Great analysis! Good insight to see the 3090's running at almost 2x the speed of M4 Max. Also interesting to see the QWQ context size allocates the same amount of VRAM than the model. For 32 Q8 = 34+34 and 32 Q4 = 20+20. This is way more than the Qwen Coder 2.5 32b context size consumes! Any thoughts why this?
@andrepaes3908 i dont have any firm insight as to why but there is variation ive seen among models. Not like this however. I did try setting the num gpu to 2 and running the q8 but it spilled out. Could be a sw thing, but its notable. If you observe different lmk. Im always sus of a potential sw issue.

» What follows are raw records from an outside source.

PR #11512, opened 2024-05-08
Adds sorting by premier dates to the /Items/Latest api endpoint

scampower3:
**Changes**

Adds sorting by premier dates to the /Items/Latest api endpoint
Also adds NewReleases enum to HomeSectionType and SortBy to LatestItemsQuery
For: https://github.com/jellyfin/jellyfin-web/pull/5464
Supersedes: https://github.com/jellyfin/jellyfin/pull/10443
**Issues**


Jellyfin.Data/Enums/HomeSectionType.cs
```diff
@@ -53,6 +53,11 @@ public enum HomeSectionType
         /// <summary>
         /// Continue Reading.
         /// </summary>
-        ResumeBook = 9
+        ResumeBook = 9,
+
+        /// <summary>
+        /// Latest Premier.
+        /// </summary>
+        LatestPremier = 10
```
thornbill, line 61: Maybe "NewReleases"? `LatestMedia` was a really terrible name considering how ambiguous "latest" is...

thornbill:
I'm curious if we really need to use the `Latest` API vs just using the `Items` API... I believe the only real difference is how it handles episodes (returning individual episodes if only one is new and the show if more than one is new) and I'm not sure that is functionality we want to continue using. :man_shrugging:

scampower3:
Tbh, I rather keep that functionality. IMO, it looks kinda bad when a show has a multiple episodes premiering on the same day and the homepage displays each episode contiguously. To me, it looks better when the episodes are grouped together

thornbill:
Right. I was proposing always showing the season even when there is a single new episode... but I was probably too brief. 🙂

scampower3:
Personally, I prefer showing single episode when there is only one new episode.

JPVenson:
closed due to inactivity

with 8bit model on a M1 Ultra with mlx-lm
2024-11-29 20:22:25,189 - DEBUG - Prompt: 147.551 tokens-per-sec
2024-11-29 20:22:25,189 - DEBUG - Generation: 14.905 tokens-per-sec
2024-11-29 20:22:25,189 - DEBUG - Peak memory: 35.314 GB
I played with QwQ a little bit. I don't know what to think of it quite yet. Quinn coder, seem to work better for coding. But yeah, QwQ is kind of lively in it's thinking process.
omg that powershell gpu monitor is so cool, any chance you can share what program/script it is?

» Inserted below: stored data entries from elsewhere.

Issue #11502, opened 2024-05-04
Chromecast no longer appears in casting list(possible due to missing options in user Playback settings)


soultaco83:
**Describe The Bug**
Chromecast does not appear in list of devices when attempting to cast

**Steps To Reproduce**

1. Go to top right
2. Click on Cast to Device button
3. Only device showing is the browser window

**Expected Behavior**

**Logs**
Chrome Console: 
![image](https://github.com/jellyfin/jellyfin-web/assets/76927195/6ab0f201-549a-41a5-b3a6-1a46b0ec4842)
No jellyfin logs. 

**Screenshots**
![image](https://github.com/jellyfin/jellyfin-web/assets/76927195/1064663b-69c2-4f34-b181-466d01414727)
Option missing in user playback setting

**System (please complete the following information):**
 - Platform: Windows
 - Browser: Chrome and Edge
 - Jellyfin Version: 10.9

**Additional Context**

davidfdezalcoba:
I can confirm I had this same issue after upgrading to unstable and had to manually add the lines in `system.xml` file

crobibero:
My unstable server does not have this issue.

For those with the issue, can you check `migrations.xml` to see if the following migration was applied?
```xml
<ValueTupleOfGuidString>
  <Item1>34a1a1c4-5572-418e-a2f8-32cdfe2668e8</Item1>
  <Item2>AddDefaultCastReceivers</Item2>
</ValueTupleOfGuidString>
```

thornbill:
I do have that entry in my migrations file.

soultaco83:
Sorry took a minute. I can confirm I have this in my migrations.xml file as well

nielsvanvelzen:
My best guess is that the server was downgraded to an earlier 10.9 (or 10.8) version after the migration was applied. That would've removed the new configuration options and upgrading afterwards would never execute the migration again.

joshuaboniface:
Can confirm here at least that mine are properly applied, having upgraded about a month-and-a-half ago from 10.8.13 to 10.9.0 unstables, so I'd definitely agree it's a weird edge case. I think we're OK unless the issue becomes more widespread.

ziogref:
I was missing all entries for   <CastReceiverApplications>  in my system xml file and added

My system.xml file now looks like

`  <ParallelImageEncodingLimit>0</ParallelImageEncodingLimit>
  <CastReceiverApplications>
   <CastReceiverApplication>
[...]

PR #11516, opened 2024-05-09
Always set cast receivers during migration

crobibero:
Might prevent https://github.com/jellyfin/jellyfin/issues/11502 though I haven't been able to reproduce the issue

### DIFF
--- a/Jellyfin.Server/Migrations/Routines/AddDefaultCastReceivers.cs
+++ b/Jellyfin.Server/Migrations/Routines/AddDefaultCastReceivers.cs
@@ -32,24 +32,20 @@ public class AddDefaultCastReceivers : IMigrationRoutine
     /// <inheritdoc />
     public void Perform()
     {
-        // Only add if receiver list is empty.
-        if (_serverConfigurationManager.Configuration.CastReceiverApplications.Length == 0)
-        {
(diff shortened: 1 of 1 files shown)


gnattu:
A dirtier but maybe more reliable workaround might be just set this as the default value, instead of setting it during migration. I think it is very likely that clients can overwrite this during configuration update and accidentally reset it to the default (empty).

Its nvtop cmd. Im not sure if it runs in ps but pmk if you find out. Its shown here running in Linux via my ssh term.
For the P40 crowd, Q8 with 2x P40 gives me 8 t/s.
Full model fit into 2 at 32769 context?
@@DigitalSpaceport I have a tiny RTX A2000 12GB in there for larger models. But it would fit without because nvidia-smi reports the vram usage as 16gb/24 for both P40 and 8 out of 12gb for the A2000.
On M1 Max 15.5t/s 4Bit/ 9,3t/s 8Bit (LM Studio) (Qwen_QwQ-32B-Preview_MLX-8bit)
@@thaifalang4064 thanks for adding more datapoints. Did you observe the ram allocation? Seems like a very ram hungry model.
I've read that someone found a way to string together multiple 4090's using PCIe (they don't support NVLINK). Would that be a configuration possible to set up on consumer motherboards and PSUs?
The ollama/llama.cpp software does it automagically over pcie for inference workloads. You need nvlink for training, but not inference really. These 3090s are just running off the pcie bus.
Athene-V2 is a 72B parameter model is much better and is available in Ollama. I can run it locally with my 48GB M3 MAX. the 72b-q3_K_L Model version
The camera was shaking so much in the intro it almost gave motion sickness, lol. but cool content!
@@thingX1x sry should have fed camerawife first
I keep thinking small models properly optimized are best
This is really good for a 32 q4 imho
Imagine running this chinese AI model on a Chinese Moore Threads GPU. If Nvidia keeps stalling with the vram, perhaps we'll see that soon.
I didnt think about that til now but you have a good point. VRAM moat is practically understandable, but def not secure for nvidia.
Runs on just a CPU!
Super slow from what I saw but yeah you can also run a 405b low quant on CPU provided you have the ram. Just too slow to be useful.
NO APUs able to beat 3090/4090 in at least 10 yrs.